§ Records shown
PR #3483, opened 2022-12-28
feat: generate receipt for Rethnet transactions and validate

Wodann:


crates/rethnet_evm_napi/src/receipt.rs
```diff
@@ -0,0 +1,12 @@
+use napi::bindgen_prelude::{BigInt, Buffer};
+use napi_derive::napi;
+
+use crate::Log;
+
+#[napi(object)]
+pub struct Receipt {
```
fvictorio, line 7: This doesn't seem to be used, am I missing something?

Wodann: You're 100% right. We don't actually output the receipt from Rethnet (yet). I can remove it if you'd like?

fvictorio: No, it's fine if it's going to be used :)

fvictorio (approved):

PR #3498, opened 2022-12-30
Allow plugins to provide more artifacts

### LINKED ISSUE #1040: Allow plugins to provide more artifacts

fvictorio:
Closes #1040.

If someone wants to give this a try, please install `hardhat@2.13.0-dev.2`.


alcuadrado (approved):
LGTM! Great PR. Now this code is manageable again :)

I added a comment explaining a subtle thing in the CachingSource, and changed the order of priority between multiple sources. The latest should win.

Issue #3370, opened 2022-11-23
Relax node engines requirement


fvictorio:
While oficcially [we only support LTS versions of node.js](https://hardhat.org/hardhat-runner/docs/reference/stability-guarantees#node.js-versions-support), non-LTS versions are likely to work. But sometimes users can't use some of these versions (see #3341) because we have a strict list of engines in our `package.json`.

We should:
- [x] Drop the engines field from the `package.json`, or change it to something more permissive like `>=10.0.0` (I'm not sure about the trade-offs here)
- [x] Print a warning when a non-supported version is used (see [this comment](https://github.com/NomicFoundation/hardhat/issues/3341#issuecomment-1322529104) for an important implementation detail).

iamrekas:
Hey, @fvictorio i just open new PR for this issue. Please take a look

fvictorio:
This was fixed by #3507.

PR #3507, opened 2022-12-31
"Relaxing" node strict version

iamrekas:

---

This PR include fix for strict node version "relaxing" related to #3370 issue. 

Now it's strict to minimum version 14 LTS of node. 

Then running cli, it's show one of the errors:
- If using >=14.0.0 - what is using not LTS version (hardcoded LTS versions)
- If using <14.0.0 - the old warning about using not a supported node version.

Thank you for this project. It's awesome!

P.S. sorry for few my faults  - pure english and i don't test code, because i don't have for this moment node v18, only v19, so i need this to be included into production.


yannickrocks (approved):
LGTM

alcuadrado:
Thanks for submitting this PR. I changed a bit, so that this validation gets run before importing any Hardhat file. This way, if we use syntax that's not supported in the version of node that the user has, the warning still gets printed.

---

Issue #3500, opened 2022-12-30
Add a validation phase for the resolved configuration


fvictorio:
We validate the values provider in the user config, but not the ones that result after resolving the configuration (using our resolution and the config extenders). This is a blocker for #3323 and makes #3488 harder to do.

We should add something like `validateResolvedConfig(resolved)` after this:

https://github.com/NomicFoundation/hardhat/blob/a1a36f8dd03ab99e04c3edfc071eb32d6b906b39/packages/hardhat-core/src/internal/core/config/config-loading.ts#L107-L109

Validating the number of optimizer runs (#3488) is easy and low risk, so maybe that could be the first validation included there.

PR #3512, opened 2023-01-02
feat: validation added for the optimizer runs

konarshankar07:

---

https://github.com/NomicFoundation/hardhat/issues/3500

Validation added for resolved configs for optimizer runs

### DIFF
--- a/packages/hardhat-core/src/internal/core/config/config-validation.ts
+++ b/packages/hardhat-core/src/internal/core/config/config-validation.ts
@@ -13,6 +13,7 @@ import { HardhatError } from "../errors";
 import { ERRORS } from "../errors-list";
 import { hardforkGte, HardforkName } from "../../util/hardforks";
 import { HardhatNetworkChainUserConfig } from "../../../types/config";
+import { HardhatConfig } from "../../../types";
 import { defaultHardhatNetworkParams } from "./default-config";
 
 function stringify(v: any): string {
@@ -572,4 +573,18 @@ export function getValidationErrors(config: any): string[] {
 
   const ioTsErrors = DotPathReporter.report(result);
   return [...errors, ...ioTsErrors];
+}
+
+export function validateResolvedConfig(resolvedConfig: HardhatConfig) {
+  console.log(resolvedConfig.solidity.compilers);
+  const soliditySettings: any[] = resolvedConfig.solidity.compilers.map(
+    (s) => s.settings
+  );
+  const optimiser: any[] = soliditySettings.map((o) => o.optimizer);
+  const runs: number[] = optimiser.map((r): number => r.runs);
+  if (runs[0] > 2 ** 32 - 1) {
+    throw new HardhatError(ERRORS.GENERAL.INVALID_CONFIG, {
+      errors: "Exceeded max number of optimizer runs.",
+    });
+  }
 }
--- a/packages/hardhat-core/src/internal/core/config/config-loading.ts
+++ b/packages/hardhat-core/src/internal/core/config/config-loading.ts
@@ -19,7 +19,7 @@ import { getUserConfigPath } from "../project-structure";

--

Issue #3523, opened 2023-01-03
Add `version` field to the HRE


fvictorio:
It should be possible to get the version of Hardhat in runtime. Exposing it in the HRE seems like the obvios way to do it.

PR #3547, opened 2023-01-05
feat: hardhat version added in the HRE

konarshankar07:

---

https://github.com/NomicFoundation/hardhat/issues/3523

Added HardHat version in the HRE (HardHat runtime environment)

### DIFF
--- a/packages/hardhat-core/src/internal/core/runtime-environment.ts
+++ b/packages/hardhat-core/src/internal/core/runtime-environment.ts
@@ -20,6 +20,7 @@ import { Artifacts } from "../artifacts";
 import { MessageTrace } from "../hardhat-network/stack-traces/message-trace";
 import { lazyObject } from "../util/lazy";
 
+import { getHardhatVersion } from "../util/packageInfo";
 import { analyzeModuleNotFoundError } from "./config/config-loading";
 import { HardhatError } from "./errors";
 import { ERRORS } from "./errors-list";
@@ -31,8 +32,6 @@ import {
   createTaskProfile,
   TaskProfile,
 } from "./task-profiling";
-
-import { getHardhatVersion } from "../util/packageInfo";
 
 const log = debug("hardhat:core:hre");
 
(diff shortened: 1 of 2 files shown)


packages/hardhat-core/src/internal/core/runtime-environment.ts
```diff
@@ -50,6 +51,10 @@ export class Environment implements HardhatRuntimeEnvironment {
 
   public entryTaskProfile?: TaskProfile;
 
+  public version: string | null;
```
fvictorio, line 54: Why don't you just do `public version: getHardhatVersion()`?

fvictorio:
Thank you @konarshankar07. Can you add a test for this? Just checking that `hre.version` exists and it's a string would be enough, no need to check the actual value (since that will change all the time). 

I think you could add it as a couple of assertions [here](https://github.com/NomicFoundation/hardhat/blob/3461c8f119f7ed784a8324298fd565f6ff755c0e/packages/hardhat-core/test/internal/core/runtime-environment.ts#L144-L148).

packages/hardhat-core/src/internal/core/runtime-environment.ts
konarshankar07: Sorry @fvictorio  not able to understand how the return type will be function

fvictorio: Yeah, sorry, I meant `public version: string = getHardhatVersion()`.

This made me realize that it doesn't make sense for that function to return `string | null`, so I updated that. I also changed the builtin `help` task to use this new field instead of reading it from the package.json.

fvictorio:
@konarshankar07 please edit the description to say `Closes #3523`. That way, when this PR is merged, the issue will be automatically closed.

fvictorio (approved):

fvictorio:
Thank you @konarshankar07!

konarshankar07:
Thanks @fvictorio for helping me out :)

§ What you have to do
Write the number of lines in the data above that contain "packageInfo", adding no other words.

§ Result of this exercise
2